Read more from Kapitall Wire on China: Chinese Consumers Are Hungry for More and These Stocks Are Feeding Them
Whether this growth is sustainable is another issue. On one side detractors point to a housing bubble which they compare to our own in the United States. However, the cases don't really match up. Financial regulation is much stricter in China, and they don't have REITs or the kinds of mortgage-backed securities which abounded in the US before 2009. China also has much stricter capital requirements for taking out a loan.
Potential homeowners in China must put down at least 20% of the principal before they can get a mortgage. With these rules in place, it's much less likely that a comparable number of Chinese will be sent into default – which can trigger the kind of bank failures we saw here.
And yet, there are bears on Chinese housing that point to one very tricky side effect of the one-child law. Some argue that one of the biggest downsides of the controversial policy is only beginning to be noticed. People are buying lots of houses – and leaving them to only one kid. When this new generation comes of age, they're going to inherit more homes than they could ever need.
Why does this matter? According to Quartz, it's all about competition in the marriage market. With too few women to go around, finding a partner in China is getting more difficult and more expensive. Match-making services have already become increasingly commonplace, one firm, So Klose, was even honored at the Chinese Enterprise Credibility Summit in May. And these match-makers have been encouraging families to buy extra homes, or at the very least expanding their existing ones in order to attract female partners from a shrinking dating pool.
Some are arguing that this phenomenon, already problematic in the gender imbalance it fostered, is also creating an artificial demand for homes. Which leaves China with an awkward choice they may potentially have to make: maintain their favorite interventionist program, or their favorite cash-cow industry? One of them may have to go.
And how will this affect the lucrative Chinese housing market at large? We found five US-traded stocks operating in this space.
Click on the interactive chart below to see data over time.
Is China's lucrative housing industry in trouble? Or will it continue to grow, albeit at slower rates? Use the interactive list below to begin your own analysis.
2. China Housing and Land Development, Inc. (CHLN, Earnings, Analysts, Financials): Is engaged in the acquisition, development, management, and sale of multi-family residential and commercial real estate properties. Market cap at $95.09M, most recent closing price at $2.62.
4. China HGS Real Estate Inc. (HGSH, Earnings, Analysts, Financials): Engages in the real estate development in the People's Republic of China. Market cap at $343.28M, most recent closing price at $7.62.

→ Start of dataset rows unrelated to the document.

PR #4679, opened 2020-02-04
Package pre-compiled python files

sbernhard:
This fixes the following issue:

  /usr/lib/yum-plugins/foreman-protector.pyc
  /usr/lib/yum-plugins/foreman-protector.pyo

  /usr/lib/yum-plugins/foreman-protector.pyc
  /usr/lib/yum-plugins/foreman-protector.pyo

### DIFF
--- a/packages/foreman/rubygem-foreman_maintain/rubygem-foreman_maintain.spec
+++ b/packages/foreman/rubygem-foreman_maintain/rubygem-foreman_maintain.spec
@@ -10,7 +10,7 @@
 Summary: The Foreman/Satellite maintenance tool
 Name: %{?scl_prefix}rubygem-%{gem_name}
 Version: 0.6.8
-Release: 1%{?dist}
+Release: 2%{?dist}
 Epoch: 1
 Group: Development/Languages
 License: GPLv3
@@ -21,6 +21,11 @@ Requires: %{?scl_prefix_ruby}ruby(release)
 Requires: %{?scl_prefix_ruby}ruby(rubygems)
 Requires: %{?scl_prefix}rubygem(clamp) >= 0.6.2
 Requires: %{?scl_prefix}rubygem(highline)
+%if 0%{?rhel} < 8
+BuildRequires: python2-devel
+%else
+BuildRequires: python3-devel
+%endif
 BuildRequires: %{?scl_prefix_ruby}rubygems-devel
 BuildRequires: %{?scl_prefix_ruby}ruby(release)
 BuildRequires: %{?scl_prefix_ruby}ruby(rubygems)
@@ -76,7 +81,13 @@ install -D -m0640 %{buildroot}%{gem_instdir}/config/passenger-recycler.yaml %{bu
 
 install -D -m0640 %{buildroot}%{gem_instdir}/extras/foreman_protector/foreman-protector.conf %{buildroot}%{_sysconfdir}/yum/pluginconf.d/foreman-protector.conf
 install -D -m0640 %{buildroot}%{gem_instdir}/extras/foreman_protector/foreman-protector.whitelist %{buildroot}%{_sysconfdir}/yum/pluginconf.d/foreman-protector.whitelist
-install -D -m0640 %{buildroot}%{gem_instdir}/extras/foreman_protector/foreman-protector.py %{buildroot}%{yumplugindir}/foreman-protector.py 
+install -D -m0640 %{buildroot}%{gem_instdir}/extras/foreman_protector/foreman-protector.py %{buildroot}%{yumplugindir}/foreman-protector.py
+
+%if 0%{?rhel} < 8
+%py_byte_compile %{__python2} %{buildroot}%{yumplugindir}/foreman-protector.py
+%else
+%py_byte_compile %{__python3} %{buildroot}%{yumplugindir}/foreman-protector.py
+%endif
 
 %files
 %dir %{gem_instdir}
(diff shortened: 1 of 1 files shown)


sbernhard:
Best practice is to package pre compiled files:

https://docs.fedoraproject.org/en-US/packaging-guidelines/Python/#Byte_Compiled_Files

sbernhard:
[test rpm]

ekohl:
In the resulting RPM I don't see any .pyc files and I think that's because it's not a Python package. https://docs.fedoraproject.org/en-US/packaging-guidelines/Python_Appendix/#manual-bytecompilation suggests you can do it manually.

sbernhard:
I guess, this depends. In our build workflow the *.pyc / *.pyo are created. Changing it to "_protector.py*" shouldn't harm.

ehelms:
@sbernhard this needs a rebase

evgeni:
@sbernhard as Eric said this needs a rebase, but even then it requires manual compilation as Ewoud writes, as the files are in a custom folder where the normal build process does not build them.

However, I don't see a huge benefit of providing this versus making Python generate that on demand? It's not like it's a lot of code that takes long to compile.

dgoetz:
@evgeni: Problem is not compile time, it leaves a file that will not be uninstalled if the package gets removed and depending on SELinux and permissions something can go wrong during compile.

evgeni:
@dgoetz see, the PR description didn't say what it tries to fix :)

evgeni:
repoclosure errors unrelated. however, the package still does not contain byte compiled files.

sbernhard:
ping!?

evgeni:
@sbernhard the built RPMs still don't contain the byte compiled files as nothing compiles them.

sbernhard:
This depends on the RPM build configuration. In other environments (like our internal one) this issue happens. Therefore it would be nice to merge this as it doesn't break anything.

evgeni:
Which configuration (and how) would I need to change?
I'd prefer if the package would do it, so the change is fully self contained.
Otherwise this is environment dependent and the changelog entry is kinda misleading for users of this repository.

sbernhard:
Use "rpm --showrc | less"

In a "default" centos installations, this is included: 
-14: __os_install_post  
    /usr/lib/rpm/redhat/brp-compress 
    %{!?__debug_package:
    /usr/lib/rpm/redhat/brp-strip %{__strip} 
    /usr/lib/rpm/redhat/brp-strip-comment-note %{__strip} %{__objdump} 
    } 
    /usr/lib/rpm/redhat/brp-strip-static-archive %{__strip} 
    /usr/lib/rpm/brp-python-bytecompile %{__python} %{?_python_bytecompile_errors_terminate_build} 
    /usr/lib/rpm/redhat/brp-python-hardlink 
    %{!?__jar_repack:/usr/lib/rpm/redhat/brp-java-repack-jars} 
%{nil}

I guess, on the build host which is used to create the foreman/katello packages this is turned off.

ekohl:
I'd suggest to explicitly do this. In Fedora there's https://fedoraproject.org/wiki/Changes/No_more_automagic_Python_bytecompilation so this is likely to be going away. Have you verified it also works on EL8?

The correct way is:
```
%py_byte_compile %{__python2} %{buildroot}%{_datadir}/mypackage/foo
%py_byte_compile %{__python3} %{buildroot}%{_datadir}/mypackage/bar
```

sbernhard:
@ekohl, I guess you mean to change the foreman build environment and "byte compile" every python file? 
I would love to get this done. Don't want to do another rebase :)

evgeni:
I (personally) think the foreman-maintain packaging should take care of the byte compilation.

sbernhard:
Nobody interested in this change? :(

evgeni:
Not before the byte compilation is in this PR, no.

evgeni:
This seems to have worked on EL7, thanks!

```
-rw-r-----    1 root     root                     2707 Aug  3 13:21 /usr/lib/yum-plugins/foreman-protector.py
-rw-r--r--    2 root     root                     3318 Aug  3 13:21 /usr/lib/yum-plugins/foreman-protector.pyc
-rw-r--r--    2 root     root                     3318 Aug  3 13:21 /usr/lib/yum-plugins/foreman-protector.pyo
```

On EL8 however, it fails now:

```
+ xargs -0 /usr/libexec/platform-python -O -m py_compile
+ find ./usr/lib/yum-plugins/foreman-protector.py -type f -a -name '*.py' -print0
  File "./usr/lib/yum-plugins/foreman-protector.py", line 29
    except urlgrabber.grabber.URLGrabError, e:
                                          ^
SyntaxError: invalid syntax
+ failure=1
+ xargs -0 /usr/libexec/platform-python -m py_compile
+ find ./usr/lib/yum-plugins/foreman-protector.py -type f -a -name '*.py' -print0
  File "./usr/lib/yum-plugins/foreman-protector.py", line 29
    except urlgrabber.grabber.URLGrabError, e:
                                          ^
SyntaxError: invalid syntax
```

Seems f-maintain's code is not Python 3 compatible :scream: (it needs to be `except Exc as e`)

sbernhard:
Disable python3 byte compile til https://github.com/theforeman/foreman_maintain/pull/382 is available?

evgeni:
Let me ping foreman maintain people if they plan a release *soon*, otherwise this sounds like a plan.

tbrisker:
This has been incorporated into https://github.com/theforeman/foreman-packaging/pull/5618, thanks @sbernhard and all!

sbernhard:
Thanks!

5. China Ceramics Co., Ltd. (CCCL, Earnings, Analysts, Financials): Engages in the manufacture and sale of ceramic tiles used for exterior siding, interior flooring, and design in residential and commercial buildings primarily in the People's Republic of China. Market cap at $58.02M, most recent closing price at $2.90.
(List compiled by James Dennin. Yearly returns sourced from Zacks Investment Research, quotes sourced from Yahoo! Finance. All other data sourced from Finviz.)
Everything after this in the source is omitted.